**Supplied material**

Issue #10268, opened 2024-05-24
Finding Group Filter has too many options


maxwai:
**Bug description**

When using the filter on the general "All Findings" Page (or other page where all Findings regardless of Product/Engagement are shown), all known groups are correctly shown in the List.
But when using the filter while on an Engagement Test, I also get all known groups. But I would expect to only see the Groups that belong to this Engagement Test since the Findings shown can only belong to the Groups of the current Engagement Test.

**Steps to reproduce**
1. Create multiple Tests/Engagements
2. Create groups in each Test
3. Try to filter by finding group inside a Test -> all finding groups, also from other Tests, are showing up.

**Expected behavior**

The Finding Group filter should only show finding groups that are available in the given context:

- all if viewing all findings
- only groups of Tests belonging to the product if viewing product findings
- only groups of the current Test if viewing findings in a Test

**Deployment method** *(select with an `X`)*
- [x] Docker Compose
- [ ] Kubernetes
- [ ] GoDojo

**Environment information**
 - Operating System: not relevant
 - DefectDojo version: v2.33.6 but isn't fixed in v2.34.4 according to release notes

valentijnscholten:
Turns out the Finding Filter class doesn't know which Engagement or Test the user is looking it. Only the Product context is known. I raised to #12711 to limit the options in the dropdown to the Finding Groups inside the same Product. Hope this helps.

maxwai:
While this helps already, in the end the Finding Filter would need to be changed to also be aware of the engagement since it is highly possible to have groups with the same name between engagements of the same product.

AbhimanyuGit2507:
Hi @maxwai I would like to work on this issue if its still open, could you assign it to me?

valentijnscholten:
@AbhimanyuGit2507 feel free to submit a PR

maxwai:
I'm not a collaborator so I can't

AbhimanyuGit2507:
> I'm not a collaborator so I can't

Oh sorry for the misunderstanding, I'm actually new to the repo hence the mistake...

PR #12711, opened 2025-06-27
finding groups: filter by product if applicable

valentijnscholten:
Partly fixes: #10268

This PR limits the list of Finding Group options in the Finding Filter to those groups that belong to the Product the user is viewing.
This also applies to when viewing findings by Test or by Enagement. In that case Finding Groups from the whole product will be shown. This is because currently the FindingFilter class is not aware of which Engagement or Test is being viewed. It only has the Product as context via `self.pid`. I didn't want to refactor too many things and I think limiting the list to the Product context is already a good improvement.


mtesauro (approved):
Approved

hblankenship (approved):

PR #12712, opened 2025-06-27
remove actual_time and estimated_time fields

valentijnscholten:
Removes `Test` fields that aren't used/referenced anywhere:
- `actual_time`
- `estimated_time`


mtesauro:
Wow, those are some old model fields.

When they were added we were considering tracking the accuracy of estimating manual testing vs the actual time it took the manual test to complete.

As you noticed, that idea was never fully implemented. Thanks for the clean-up work.

mtesauro (approved):
Approved

Maffooch (approved):

PR #12714, opened 2025-06-28
dev: hot reloading improvements celery/html/tpl

valentijnscholten:
Improvements to hot-reloading/autoreload:
- fix path to `/app/dojo/settings/settings.py`
- also reload on `.html` and `.tpl` changes
- enable autoreload on the `celeryworker`

For `celery` it could be done without `watchmedo`, but that would require installting pypi package `celery[dev]` which would end up also in production. I'm not sure of the impact of that, so I avoided it.

### DIFF
--- a/Dockerfile.django-alpine
+++ b/Dockerfile.django-alpine
@@ -67,6 +67,7 @@ RUN export PYCURL_SSL_LIBRARY=openssl && \
 COPY \
   docker/entrypoint-celery-beat.sh \
   docker/entrypoint-celery-worker.sh \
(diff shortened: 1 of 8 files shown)


mtesauro:
>For celery it could be done without watchmedo, but that would require installting pypi package celery[dev] which would end up also in production. I'm not sure of the impact of that, so I avoided it.

I agree with this :point_up:  thinking

mtesauro (approved):
Approved

Maffooch (approved):
This is legit life changing

dogboat (approved):

PR #12716, opened 2025-06-29
unittests: import query/task count capture

valentijnscholten:
This PR ads a unit test for import/reimport that captures the number of queries executed and the number of dojo async tasks created/generated.

By capturing this we help ourselves in the future when PRs affected the number of queries. Sometimes this is intended and OK. Sometimes it means there's an unforeseen side effect that lowers performance.

I have some performance related PRs coming up and it will be nice to see the numbers go down.

I choose the StackHawk parser because its samples have multiple endpoints per finding making it a good case to also cover the endpoint part of the import/reimport process.


Maffooch (approved):

hblankenship (approved):

mtesauro (approved):
Approved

**Exercise description**
Your reply should contain every record, unchanged and complete.

**Result**
Issue #10268, opened 2024-05-24
Finding Group Filter has too many options


maxwai:
**Bug description**

When using the filter on the general "All Findings" Page (or other page where all Findings regardless of Product/Engagement are shown), all known groups are correctly shown in the List.
But when using the filter while on an Engagement Test, I also get all known groups. But I would expect to only see the Groups that belong to this Engagement Test since the Findings shown can only belong to the Groups of the current Engagement Test.

**Steps to reproduce**
1. Create multiple Tests/Engagements
2. Create groups in each Test
3. Try to filter by finding group inside a Test -> all finding groups, also from other Tests, are showing up.

**Expected behavior**

The Finding Group filter should only show finding groups that are available in the given context:

- all if viewing all findings
- only groups of Tests belonging to the product if viewing product findings
- only groups of the current Test if viewing findings in a Test

**Deployment method** *(select with an `X`)*
- [x] Docker Compose
- [ ] Kubernetes
- [ ] GoDojo

**Environment information**
 - Operating System: not relevant
 - DefectDojo version: v2.33.6 but isn't fixed in v2.34.4 according to release notes

valentijnscholten:
Turns out the Finding Filter class doesn't know which Engagement or Test the user is looking it. Only the Product context is known. I raised to #12711 to limit the options in the dropdown to the Finding Groups inside the same Product. Hope this helps.

maxwai:
While this helps already, in the end the Finding Filter would need to be changed to also be aware of the engagement since it is highly possible to have groups with the same name between engagements of the same product.

AbhimanyuGit2507:
Hi @maxwai I would like to work on this issue if its still open, could you assign it to me?

valentijnscholten:
@AbhimanyuGit2507 feel free to submit a PR

maxwai:
I'm not a collaborator so I can't

AbhimanyuGit2507:
> I'm not a collaborator so I can't

Oh sorry for the misunderstanding, I'm actually new to the repo hence the mistake...

PR #12711, opened 2025-06-27
finding groups: filter by product if applicable

valentijnscholten:
Partly fixes: #10268

This PR limits the list of Finding Group options in the Finding Filter to those groups that belong to the Product the user is viewing.
This also applies to when viewing findings by Test or by Enagement. In that case Finding Groups from the whole product will be shown. This is because currently the FindingFilter class is not aware of which Engagement or Test is being viewed. It only has the Product as context via `self.pid`. I didn't want to refactor too many things and I think limiting the list to the Product context is already a good improvement.


mtesauro (approved):
Approved

hblankenship (approved):

PR #12712, opened 2025-06-27
remove actual_time and estimated_time fields

valentijnscholten:
Removes `Test` fields that aren't used/referenced anywhere:
- `actual_time`
- `estimated_time`


mtesauro:
Wow, those are some old model fields.

When they were added we were considering tracking the accuracy of estimating manual testing vs the actual time it took the manual test to complete.

As you noticed, that idea was never fully implemented. Thanks for the clean-up work.

mtesauro (approved):
Approved

Maffooch (approved):

PR #12714, opened 2025-06-28
dev: hot reloading improvements celery/html/tpl

valentijnscholten:
Improvements to hot-reloading/autoreload:
- fix path to `/app/dojo/settings/settings.py`
- also reload on `.html` and `.tpl` changes
- enable autoreload on the `celeryworker`

For `celery` it could be done without `watchmedo`, but that would require installting pypi package `celery[dev]` which would end up also in production. I'm not sure of the impact of that, so I avoided it.

### DIFF
--- a/Dockerfile.django-alpine
+++ b/Dockerfile.django-alpine
@@ -67,6 +67,7 @@ RUN export PYCURL_SSL_LIBRARY=openssl && \
 COPY \
   docker/entrypoint-celery-beat.sh \
   docker/entrypoint-celery-worker.sh \
(diff shortened: 1 of 8 files shown)


mtesauro:
>For celery it could be done without watchmedo, but that would require installting pypi package celery[dev] which would end up also in production. I'm not sure of the impact of that, so I avoided it.

I agree with this :point_up:  thinking

mtesauro (approved):
Approved

Maffooch (approved):
This is legit life changing

dogboat (approved):

PR #12716, opened 2025-06-29
unittests: import query/task count capture

valentijnscholten:
This PR ads a unit test for import/reimport that captures the number of queries executed and the number of dojo async tasks created/generated.

By capturing this we help ourselves in the future when PRs affected the number of queries. Sometimes this is intended and OK. Sometimes it means there's an unforeseen side effect that lowers performance.

I have some performance related PRs coming up and it will be nice to see the numbers go down.

I choose the StackHawk parser because its samples have multiple endpoints per finding making it a good case to also cover the endpoint part of the import/reimport process.


Maffooch (approved):

hblankenship (approved):

mtesauro (approved):
Approved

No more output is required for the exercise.